When the twenty minutes were up, Keating finished the slides and collected the tests, holding in a smile as the boys took advantage of the fact he had left a final slide on the screen as he did so.

"That is it for today boys and lady, keep it in there," he said just as the bell rang.

Everyone got up to leave except for Neil, who stayed at his desk, hands clasped together.

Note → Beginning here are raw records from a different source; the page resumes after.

PR #482, opened 2024-07-29
Added Wrapper for NewArrayBufferWithContents

Redfire75369:
Removing the two wrapped array buffer functions from the bindings also shortens imports (`mozjs::jsapi::<function>` as compared to `mozjs::jsapi::glue::<function>`).


jdm (approved):

sagudev:
This will need rebase after #483 lands, so let's wait for it to land.

Redfire75369:
Rebased on latest, with version bump accordingly.

PR #484, opened 2024-07-29
Added Wrapped NewArrayBufferWithContents to Header

Redfire75369:
I forgot to add it to the header in #482, so here's a fix for that.


sagudev:
I hate header files (so error prone). What if we just use .cpp files and feed those to bindgen? (we already do this in mozangle).

sagudev:
Actually jsglue.cpp is already without header, so we should make jsapi.cpp too.

jdm (approved):

PR #486, opened 2024-07-29
Remove jsapi header and feed .cpp into bindgen

sagudev:
Header files are pain (they must be kept in sync) and they are only consumed by bindgen anyway.


jdm (approved):

mrobinson:
This looks like a nice cleanup!

PR #488, opened 2024-07-31
Log errors to hilog on OpenHarmony

jschwe:
Similar to android, stderr output is generally not visible on OpenHarmony devices. Error messages should instead be logged via the `hilog` logging service. 
During normal operations, we can also do a workaround where we redirect stderr to hilog via a dedicated logging thread. 
However, for fatal errors such as failed assertions, which lead to the whole process dying, this solution is not sufficient, since the process might die before the logging thread has a chance to print the error message it received on `stderr`.

### DIFF
--- a/mozjs-sys/Cargo.toml
+++ b/mozjs-sys/Cargo.toml
@@ -2,7 +2,7 @@
 name = "mozjs_sys"
 description = "System crate for the Mozilla SpiderMonkey JavaScript engine."
 repository.workspace = true
-version = "0.128.0-5"
+version = "0.128.0-6"
 authors = ["Mozilla"]
 links = "mozjs"
 build = "build.rs"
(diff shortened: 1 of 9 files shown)


sagudev:
About symbol visibility you should read https://github.com/servo/servo/pull/32769#issuecomment-2253857177, so I think you only need to do something like:
```py
system_headers += [
    'hilog/log.h',
]
```

also this is something that is not really servo specific, so you should try to upstream it.

jschwe:
> so I think you only need to do something like:

Thanks! That looks exactly like what I want. 

> also this is something that is not really servo specific, so you should try to upstream it.

That is my plan. But I want to get it working with servo first, and then tackle rebasing to latest upstream (and hope upstream is interested).

sagudev:
All PRs that change mozjs-sys/mozjs or other cpp code need to bump mozjs-sys version.

sagudev (approved):

PR #489, opened 2024-07-31
Fix enforcerange for 64bit numbers

sagudev:
While working on WebGPU I noticed that `EnforceRange` is not working right, per [specs](https://webidl.spec.whatwg.org/#abstract-opdef-converttoint), limits for 64bit values are 2**+-53 -+1.

See also relevant limits overrides in mozilla: https://searchfox.org/mozilla-esr128/rev/1aa97f9d67f7a7231e62af283eaa02a6b31380e1/dom/bindings/PrimitiveConversions.h#166

### DIFF
--- a/.gitignore
+++ b/.gitignore
@@ -1,6 +1,7 @@
 /doc
 /target
 /Cargo.lock
+/.vscode
 
 # Keep this in sync with ignore() in build.rs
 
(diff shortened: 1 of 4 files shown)


sagudev:
I think this needs companion PR in servo, just to be on the safe side (although WPT does not have real enforcerange tests).

sagudev:
Try run in servo has no changes: https://github.com/sagudev/servo/actions/runs/10185061444/job/28175496263

jdm (approved):
I really like the new test!

PR #490, opened 2024-08-04
Added Clang Format Checks to CI

Redfire75369:
Adds C++ Formatting to the CI under the Integrity Check.

I suspect we could switch to `check-path=mozjs-sys/src` instead of `exclude-regex` since `mozjs` doesn't have any c++ anymore.


sagudev:
> I suspect we could switch to check-path=mozjs-sys/src instead of exclude-regex since mozjs doesn't have any c++ anymore.

I think it's ok the way it is.

sagudev (approved):

PR #491, opened 2024-08-05
Fix mmap for JIT code on HarmonyOS NEXT Beta 2

jschwe:
The Security policy for JIT code is tightening on HarmonyOS . Beta 2 and newer require us to pass `MAP_EXECUTABLE` (internally same as `MAP_JIT`) to the committing mmap, otherwise it will fail.

### DIFF
--- a/mozjs-sys/etc/patches/0034-build__Add_compile_definition_for_ohos.patch
+++ b/mozjs-sys/etc/patches/0034-build__Add_compile_definition_for_ohos.patch
@@ -1,0 +1,18 @@
+diff --git a/build/moz.configure/init.configure b/build/moz.configure/init.configure
+--- a/build/moz.configure/init.configure	(revision dbffebd0937c14d3c73ce9be4798da15cb2f369d)
++++ b/build/moz.configure/init.configure	(revision 8a1dbb7da45148151dbb0d05d969118103cfa8d0)
+@@ -950,6 +950,14 @@
+ set_define("ANDROID", target_is_android)
+
+
++@depends(target)
++def target_is_ohos(target):
++    return target.raw_os.endswith("-ohos")
++
++
++set_define("XP_OHOS", target_is_ohos)
++
++
+ @depends(target)
+ def target_is_openbsd(target):
+     if target.kernel == "OpenBSD":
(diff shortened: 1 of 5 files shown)


mozjs-sys/etc/patches/0034-build__Add_compile_definition_for_ohos.patch
```diff
@@ -0,0 +1,20 @@
...
+--- a/build/moz.configure/init.configure	(revision 3720f6d208b45fb968961a8d5c97f64010ae3d81)
++++ b/build/moz.configure/init.configure	(revision 0aeaa43dab555891d1278a3931463414b7afb497)
+@@ -950,6 +950,16 @@
+ set_define("ANDROID", target_is_android)
+ 
+ 
++@depends(target)
++def target_is_ohos(target):
++    log.info(f"target {target}")
++    if target.raw_os.endswith("-ohos"):
```
Taym95, line 11:
```suggestion
+    return target.raw_os.endswith("-ohos"):
```
?

mozjs-sys/etc/patches/0034-build__Add_compile_definition_for_ohos.patch
```diff
@@ -0,0 +1,20 @@
+diff --git a/build/moz.configure/init.configure b/build/moz.configure/init.configure
+--- a/build/moz.configure/init.configure	(revision 3720f6d208b45fb968961a8d5c97f64010ae3d81)
++++ b/build/moz.configure/init.configure	(revision 0aeaa43dab555891d1278a3931463414b7afb497)
+@@ -950,6 +950,16 @@
+ set_define("ANDROID", target_is_android)
+ 
+ 
++@depends(target)
++def target_is_ohos(target):
++    log.info(f"target {target}")
```
Taym95, line 10: log still needed?

jschwe: No. Thanks for catching :).

sagudev (changes requested):
I think we need to bump mozjs-sys version for this and it would be nice to add ohos in CI (like it is in servo), so we can land with more confidence that it compiles (ideally in separate PR).

jschwe:
> it would be nice to add ohos in CI 

Sure, I'll open a separate PR for that as suggested.

sagudev (approved):

PR #496, opened 2024-08-17
Check for MOZJS_ARCHIVE before Building from Source

Redfire75369:
If the user specifies `MOZJS_ARCHIVE`, that should be used no matter what, instead of checking for activated features.
The current system does not allow me to create an archive for testing locally with `debugmozjs` and use it, since it checks for that and returns `true`.

I can add some output if you want, but I wasn't sure about what to add.


sagudev (approved):
You are absolutely right.

PR #497, opened 2024-08-17
Add `is_constructing` method to `JS::CallArgs`

saito828koki:
This PR is for fixing the issue in servo repo https://github.com/servo/servo/issues/29821.

We implemented a util function named [`callargs_is_constructing`](https://github.com/servo/servo/blob/20273b062af969152635306c3df2a3a1364ac4d1/components/script/dom/bindings/utils.rs#L629) in servo repo, but having an equivalent method in `JS::CallArgs` and using it should be clearer.

In this PR, a new method `is_constructing` is added to `JS::CallArgs`. It will be used in servo repo to replace all the usage of `callargs_is_constructing` function.

### DIFF
--- a/mozjs-sys/src/jsimpls.rs
+++ b/mozjs-sys/src/jsimpls.rs
@@ -304,8 +304,8 @@ impl JS::CallArgs {
     }
 
     #[inline]
-    pub unsafe fn is_constructing(&self) -> bool {
-        (*self.argv_.offset(-1)).is_magic()
+    pub fn is_constructing(&self) -> bool {
+        unsafe { (*self.argv_.offset(-1)).is_magic() }
     }
 }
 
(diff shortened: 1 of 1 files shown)


jdm (approved):

mozjs-sys/src/jsimpls.rs
```diff
@@ -302,6 +302,11 @@ impl JS::CallArgs {
             JS::MutableHandleValue::from_marked_location(self.argv_.offset(self.argc_ as isize))
         }
     }
+
+    #[inline]
+    pub unsafe fn is_constructing(&self) -> bool {
```
jdm, line 307: Let's use an unsafe block instead of marking the method as unsafe.

saito828koki: Thanks for the review. I will fix it.

saito828koki: Fixed. Could you take a look again when you have time, please?

jdm (approved):

PR #501, opened 2024-09-09
Add prebuilt artifacts for OpenHarmony and test github attestions

jschwe:
Adding prebuilt artifacts should fix the OpenHarmony build on windows hosts, since it avoids needing to build spidermonkey from source (the spidermonkey build system seems to assume that on windows hosts, one will only cross-compile to other windows targets).

Additionally we can use this as a test for the github attestations api. 
It requires splitting the build and upload artifact into 2 different jobs, since the job that creates the artifact needs elevated permissions.

Write permissions can't and shouldn't be granted to forks, so I made the `ohos-release` job conditional.

### DIFF
--- a/.github/workflows/rust.yml
+++ b/.github/workflows/rust.yml
@@ -153,7 +153,7 @@ jobs:
     runs-on: ubuntu-latest
     strategy:
       matrix:
-        target: [ 'aarch64-unknown-linux-ohos' ]
+        target: [ 'aarch64-unknown-linux-ohos', 'x86_64-unknown-linux-ohos' ]
     steps:
       - uses: actions/checkout@v4
       - name: Setup OpenHarmony SDK
--- a/.github/workflows/rust.yml
+++ b/.github/workflows/rust.yml
@@ -171,6 +171,43 @@ jobs:
         run: |
           ./ohos-build cargo build --target="${{ matrix.target }}"
 
+  ohos-release:
+    name: "OpenHarmony release artifact"
+    runs-on: ubuntu-latest
+    if: ${{ github.ref == 'refs/heads/main' && github.event_name == 'push' }}
+    permissions:
+      id-token: write
+      contents: read
+      attestations: write
+    strategy:
+      matrix:
+        target: [ 'aarch64-unknown-linux-ohos', 'x86_64-unknown-linux-ohos' ]
+    steps:
+      - uses: actions/checkout@v4
+      - name: Setup OpenHarmony SDK
+        id: setup_sdk
+        uses: openharmony-rs/setup-ohos-sdk@v0.1
+        with:
+          version: "4.1"
+      - name: Install Rust
+        uses: dtolnay/rust-toolchain@stable
+        with:
+          targets: ${{ matrix.target }}
+      - name: Build (arch ${{ matrix.target }} )
+        env:
+          OHOS_SDK_NATIVE: ${{ steps.setup_sdk.outputs.ohos_sdk_native }}
+        run: |
+          ./ohos-build cargo build --release --target="${{ matrix.target }}"
+      - name: Generate artifact attestation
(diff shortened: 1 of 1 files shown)


.github/workflows/rust.yml
```diff
@@ -171,6 +171,43 @@ jobs:
...
+          targets: ${{ matrix.target }}
+      - name: Build (arch ${{ matrix.target }} )
+        env:
+          OHOS_SDK_NATIVE: ${{ steps.setup_sdk.outputs.ohos_sdk_native }}
+        run: |
+          ./ohos-build cargo build --release --target="${{ matrix.target }}"
+      - name: Generate artifact attestation
+        uses: actions/attest-build-provenance@v1
+        with:
+          subject-path: './target/libmozjs-x86_64-unknown-linux-ohos.tar.gz'
```
mukilan, line 204: This would need to be derived using `${{ matrix.target }}`?

.github/workflows/rust.yml
```diff
@@ -171,6 +171,43 @@ jobs:
...
+      - name: Upload artifact
+        uses: actions/upload-artifact@v4
+        with:
+          path: ./target/libmozjs-x86_64-unknown-linux-ohos.tar.gz
```
mukilan, line 208: Same as above - this would need to be derived using `${{ matrix.target }}`?

.github/workflows/rust.yml
jschwe: Thanks for catching that!

.github/workflows/rust.yml
```diff
@@ -171,6 +171,43 @@ jobs:
...
+      - name: Install Rust
+        uses: dtolnay/rust-toolchain@stable
+        with:
+          targets: ${{ matrix.target }}
+      - name: Build (arch ${{ matrix.target }} )
+        env:
+          OHOS_SDK_NATIVE: ${{ steps.setup_sdk.outputs.ohos_sdk_native }}
+        run: |
+          ./ohos-build cargo build --release --target="${{ matrix.target }}"
+#      - name: Generate artifact attestation
```
jschwe, line 201: Could someone with permissions comment this block out and push the result to a branch in the main repo, so we can test that the attestion works as expected before merging?

sagudev:
> Write permissions can't and shouldn't be granted to forks, so I made the ohos-release job conditional - However that might cause problems with the publish-release / build-result jobs, since those seem to be unconditional.

Maybe we should move attestation to publish-release? (and make it conditional to only happen on push).

Also you can do tests of this PR by pushing to the main of your own fork (if workflows are enabled there).

jschwe:
> Maybe we should move attestation to publish-release? (and make it conditional to only happen on push).

I would prefer to attest that the artifact is the output of `cargo build`. Currently the publish-release command downloads the already built artifact, so the attestation at this point is less meaningful.

> Also you can do tests of this PR by pushing to the main of your own fork (if workflows are enabled there).

Thanks, I did just that and the attestation seems to work just fine: https://github.com/jschwe/mozjs/actions/runs/10776709384/job/29884117507

mukilan (approved):

jschwe:
I went ahead and merged this branch into my forks main branch - CI passed [on the new main branch](https://github.com/jschwe/mozjs/actions/runs/10787159984/job/29916180888) and CI also passes [when opening a new PR against main](https://github.com/jschwe/mozjs/actions/runs/10787789956/job/29918001320?pr=3)

jschwe:
hmm. this PR seems to be stuck waiting on the DCO bot - did I break that somehow or is it just a spurios failure?

sagudev:
> hmm. this PR seems to be stuck waiting on the DCO bot - did I break that somehow or is it just a spurios failure?

Ah, we need https://github.com/servo/servo/pull/33290 and https://github.com/servo/servo/pull/33308#issuecomment-2327919183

Keating slowly approached him and sat down. "Did you talk to your father?"

Neil swallowed. "Uh, he didn't like it one bit, but at least he's letting me stay in the play," the lie tickled the roof of his mouth. "He won't be able to make, make it. He's in Chicago. But, uh, I think he's gonna let me stay with acting."

"Really?" Keating looked surprised. "You told him what you told me?"

"Yeah," Neil lied again. "He wasn't happy. But he'll be gone at least four days. I don't think he'll make the show, but I think he'll let me stay with it. 'Keep up the school work.'" he mimicked his father's deep baritone and stood abruptly from his seat, suddenly feeling very hot.

"Thanks, Captain," he gathered his books and left the room before Keating could say anything more.